> Description of the task:
Output nothing but the line containing "I know I original" and the lines after it through the end of the material below, each reproduced exactly.

> Task input:
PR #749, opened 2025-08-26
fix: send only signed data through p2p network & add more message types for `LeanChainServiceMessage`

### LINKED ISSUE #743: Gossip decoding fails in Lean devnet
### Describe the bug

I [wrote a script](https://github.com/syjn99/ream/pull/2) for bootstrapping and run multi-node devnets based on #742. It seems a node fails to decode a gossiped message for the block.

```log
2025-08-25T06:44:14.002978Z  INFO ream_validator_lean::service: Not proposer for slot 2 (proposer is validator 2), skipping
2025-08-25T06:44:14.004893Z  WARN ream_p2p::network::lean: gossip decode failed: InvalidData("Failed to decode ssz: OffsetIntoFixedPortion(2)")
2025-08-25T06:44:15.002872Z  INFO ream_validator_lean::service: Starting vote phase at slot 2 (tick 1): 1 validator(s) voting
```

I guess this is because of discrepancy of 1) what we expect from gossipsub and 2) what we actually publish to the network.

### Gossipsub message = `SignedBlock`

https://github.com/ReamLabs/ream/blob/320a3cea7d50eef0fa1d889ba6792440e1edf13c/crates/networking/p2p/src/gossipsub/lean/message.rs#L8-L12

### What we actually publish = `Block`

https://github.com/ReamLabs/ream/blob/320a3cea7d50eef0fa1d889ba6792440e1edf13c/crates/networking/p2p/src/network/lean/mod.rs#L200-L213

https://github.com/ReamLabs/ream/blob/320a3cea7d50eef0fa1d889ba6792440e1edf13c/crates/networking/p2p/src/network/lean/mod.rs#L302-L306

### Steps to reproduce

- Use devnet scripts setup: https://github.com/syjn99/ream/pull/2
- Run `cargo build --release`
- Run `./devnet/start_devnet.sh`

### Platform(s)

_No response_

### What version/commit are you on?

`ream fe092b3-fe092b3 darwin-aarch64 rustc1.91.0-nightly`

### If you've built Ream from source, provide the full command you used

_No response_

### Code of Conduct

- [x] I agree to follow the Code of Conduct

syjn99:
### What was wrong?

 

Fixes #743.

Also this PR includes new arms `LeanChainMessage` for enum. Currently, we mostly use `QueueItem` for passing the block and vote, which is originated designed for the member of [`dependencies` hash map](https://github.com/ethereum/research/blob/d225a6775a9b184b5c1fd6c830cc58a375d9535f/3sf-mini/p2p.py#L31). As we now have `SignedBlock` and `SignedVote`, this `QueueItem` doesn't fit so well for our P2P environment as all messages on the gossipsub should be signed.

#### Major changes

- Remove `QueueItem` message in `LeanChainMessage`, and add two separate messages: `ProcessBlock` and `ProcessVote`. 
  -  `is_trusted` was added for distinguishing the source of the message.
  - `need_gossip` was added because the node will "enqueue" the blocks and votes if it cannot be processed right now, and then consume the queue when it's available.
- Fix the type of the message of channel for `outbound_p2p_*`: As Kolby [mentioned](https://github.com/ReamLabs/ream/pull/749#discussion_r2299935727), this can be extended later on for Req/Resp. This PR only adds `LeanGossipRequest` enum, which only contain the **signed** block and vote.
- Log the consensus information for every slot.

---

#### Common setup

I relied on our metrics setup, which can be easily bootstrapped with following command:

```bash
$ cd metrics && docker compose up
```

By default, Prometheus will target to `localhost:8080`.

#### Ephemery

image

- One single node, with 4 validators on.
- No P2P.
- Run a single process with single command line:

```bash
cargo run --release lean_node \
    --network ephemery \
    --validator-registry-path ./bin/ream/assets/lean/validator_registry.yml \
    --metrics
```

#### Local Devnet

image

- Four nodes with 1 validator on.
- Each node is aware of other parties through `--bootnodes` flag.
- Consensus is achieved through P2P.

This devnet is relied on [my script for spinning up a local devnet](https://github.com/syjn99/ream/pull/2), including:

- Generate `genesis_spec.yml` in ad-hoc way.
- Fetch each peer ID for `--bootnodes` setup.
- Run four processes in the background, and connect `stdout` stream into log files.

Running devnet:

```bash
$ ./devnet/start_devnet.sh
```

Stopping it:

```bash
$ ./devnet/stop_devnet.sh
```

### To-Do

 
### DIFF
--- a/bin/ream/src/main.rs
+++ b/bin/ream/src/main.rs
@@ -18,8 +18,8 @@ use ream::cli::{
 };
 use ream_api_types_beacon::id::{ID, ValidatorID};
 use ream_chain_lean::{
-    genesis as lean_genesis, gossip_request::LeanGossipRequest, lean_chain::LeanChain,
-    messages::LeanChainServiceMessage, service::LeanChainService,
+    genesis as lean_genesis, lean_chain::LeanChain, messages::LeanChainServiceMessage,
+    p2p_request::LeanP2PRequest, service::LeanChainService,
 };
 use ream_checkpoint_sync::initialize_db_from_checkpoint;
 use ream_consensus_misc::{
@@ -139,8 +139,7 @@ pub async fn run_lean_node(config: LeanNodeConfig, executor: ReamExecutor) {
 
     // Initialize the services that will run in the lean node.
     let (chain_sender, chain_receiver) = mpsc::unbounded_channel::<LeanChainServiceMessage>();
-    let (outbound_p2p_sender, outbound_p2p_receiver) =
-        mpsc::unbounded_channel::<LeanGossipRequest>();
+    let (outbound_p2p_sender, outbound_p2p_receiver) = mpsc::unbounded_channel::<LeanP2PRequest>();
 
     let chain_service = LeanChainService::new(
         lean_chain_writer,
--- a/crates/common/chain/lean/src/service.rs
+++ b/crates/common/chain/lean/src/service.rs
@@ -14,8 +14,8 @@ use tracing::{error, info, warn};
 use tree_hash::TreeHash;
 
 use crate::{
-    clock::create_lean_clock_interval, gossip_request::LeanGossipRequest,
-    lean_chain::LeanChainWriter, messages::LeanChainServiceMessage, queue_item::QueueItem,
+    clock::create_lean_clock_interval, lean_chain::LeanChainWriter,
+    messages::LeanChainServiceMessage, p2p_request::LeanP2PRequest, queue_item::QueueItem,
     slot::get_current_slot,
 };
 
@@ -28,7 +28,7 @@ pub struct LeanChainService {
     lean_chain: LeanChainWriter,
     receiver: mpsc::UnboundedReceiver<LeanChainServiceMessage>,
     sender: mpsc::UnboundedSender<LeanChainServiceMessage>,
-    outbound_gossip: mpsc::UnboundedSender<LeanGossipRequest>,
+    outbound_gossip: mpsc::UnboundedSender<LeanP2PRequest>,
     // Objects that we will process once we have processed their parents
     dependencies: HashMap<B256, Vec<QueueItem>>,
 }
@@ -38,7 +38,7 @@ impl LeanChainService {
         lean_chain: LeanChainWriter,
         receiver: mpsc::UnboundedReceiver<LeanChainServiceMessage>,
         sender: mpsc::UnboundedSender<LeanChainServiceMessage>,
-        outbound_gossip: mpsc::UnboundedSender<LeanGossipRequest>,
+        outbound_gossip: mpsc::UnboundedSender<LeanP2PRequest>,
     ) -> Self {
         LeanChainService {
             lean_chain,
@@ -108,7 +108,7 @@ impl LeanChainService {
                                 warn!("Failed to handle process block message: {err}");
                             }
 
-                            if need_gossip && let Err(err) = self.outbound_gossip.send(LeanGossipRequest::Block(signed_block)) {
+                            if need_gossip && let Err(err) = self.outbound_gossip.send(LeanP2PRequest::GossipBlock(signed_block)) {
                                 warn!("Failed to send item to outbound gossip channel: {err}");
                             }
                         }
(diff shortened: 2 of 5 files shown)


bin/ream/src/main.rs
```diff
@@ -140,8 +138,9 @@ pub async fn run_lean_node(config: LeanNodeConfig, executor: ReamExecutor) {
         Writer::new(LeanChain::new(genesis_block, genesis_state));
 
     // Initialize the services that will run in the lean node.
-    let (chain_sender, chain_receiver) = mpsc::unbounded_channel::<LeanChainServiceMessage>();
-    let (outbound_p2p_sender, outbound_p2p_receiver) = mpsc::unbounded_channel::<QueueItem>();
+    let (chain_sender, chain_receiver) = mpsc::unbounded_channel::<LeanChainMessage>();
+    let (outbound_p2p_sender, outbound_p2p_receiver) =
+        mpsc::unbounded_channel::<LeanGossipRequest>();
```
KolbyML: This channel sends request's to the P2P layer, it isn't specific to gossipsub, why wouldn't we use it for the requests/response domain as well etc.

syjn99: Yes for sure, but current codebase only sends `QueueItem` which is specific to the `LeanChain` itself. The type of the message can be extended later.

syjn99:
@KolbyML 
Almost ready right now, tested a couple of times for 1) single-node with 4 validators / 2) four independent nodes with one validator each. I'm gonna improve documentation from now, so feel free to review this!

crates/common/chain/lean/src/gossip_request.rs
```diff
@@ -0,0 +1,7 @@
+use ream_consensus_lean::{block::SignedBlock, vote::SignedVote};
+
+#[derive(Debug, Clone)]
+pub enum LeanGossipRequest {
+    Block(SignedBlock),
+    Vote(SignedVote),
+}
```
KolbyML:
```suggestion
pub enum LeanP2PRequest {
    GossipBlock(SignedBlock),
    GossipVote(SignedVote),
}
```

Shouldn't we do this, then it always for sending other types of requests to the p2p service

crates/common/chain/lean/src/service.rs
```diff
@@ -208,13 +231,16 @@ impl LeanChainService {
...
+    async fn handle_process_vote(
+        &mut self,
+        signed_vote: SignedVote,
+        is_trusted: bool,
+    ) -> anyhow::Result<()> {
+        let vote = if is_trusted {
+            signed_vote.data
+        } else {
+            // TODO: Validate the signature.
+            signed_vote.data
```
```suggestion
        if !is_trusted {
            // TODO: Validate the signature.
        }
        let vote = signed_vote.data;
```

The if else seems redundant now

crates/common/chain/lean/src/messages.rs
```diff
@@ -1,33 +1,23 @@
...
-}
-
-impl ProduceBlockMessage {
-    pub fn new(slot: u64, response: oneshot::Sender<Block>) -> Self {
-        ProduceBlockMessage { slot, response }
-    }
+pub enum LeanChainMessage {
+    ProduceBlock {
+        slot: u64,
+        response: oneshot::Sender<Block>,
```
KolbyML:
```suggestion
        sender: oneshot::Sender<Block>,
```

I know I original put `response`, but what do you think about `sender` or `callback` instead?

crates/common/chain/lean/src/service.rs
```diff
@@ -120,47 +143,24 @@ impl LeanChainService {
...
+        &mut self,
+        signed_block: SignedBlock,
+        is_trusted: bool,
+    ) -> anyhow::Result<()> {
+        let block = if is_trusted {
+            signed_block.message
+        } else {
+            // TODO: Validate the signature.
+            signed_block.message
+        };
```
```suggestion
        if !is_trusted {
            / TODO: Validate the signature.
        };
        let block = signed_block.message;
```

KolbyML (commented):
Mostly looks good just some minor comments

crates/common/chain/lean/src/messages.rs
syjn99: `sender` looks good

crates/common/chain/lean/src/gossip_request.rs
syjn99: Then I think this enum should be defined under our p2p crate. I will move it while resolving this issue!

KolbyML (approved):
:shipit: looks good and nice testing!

> Solution for this exercise:
I know I original put `response`, but what do you think about `sender` or `callback` instead?

crates/common/chain/lean/src/service.rs
```diff
@@ -120,47 +143,24 @@ impl LeanChainService {
...
+        &mut self,
+        signed_block: SignedBlock,
+        is_trusted: bool,
+    ) -> anyhow::Result<()> {
+        let block = if is_trusted {
+            signed_block.message
+        } else {
+            // TODO: Validate the signature.
+            signed_block.message
+        };
```
```suggestion
        if !is_trusted {
            / TODO: Validate the signature.
        };
        let block = signed_block.message;
```

KolbyML (commented):
Mostly looks good just some minor comments

crates/common/chain/lean/src/messages.rs
syjn99: `sender` looks good

crates/common/chain/lean/src/gossip_request.rs
syjn99: Then I think this enum should be defined under our p2p crate. I will move it while resolving this issue!

KolbyML (approved):
:shipit: looks good and nice testing!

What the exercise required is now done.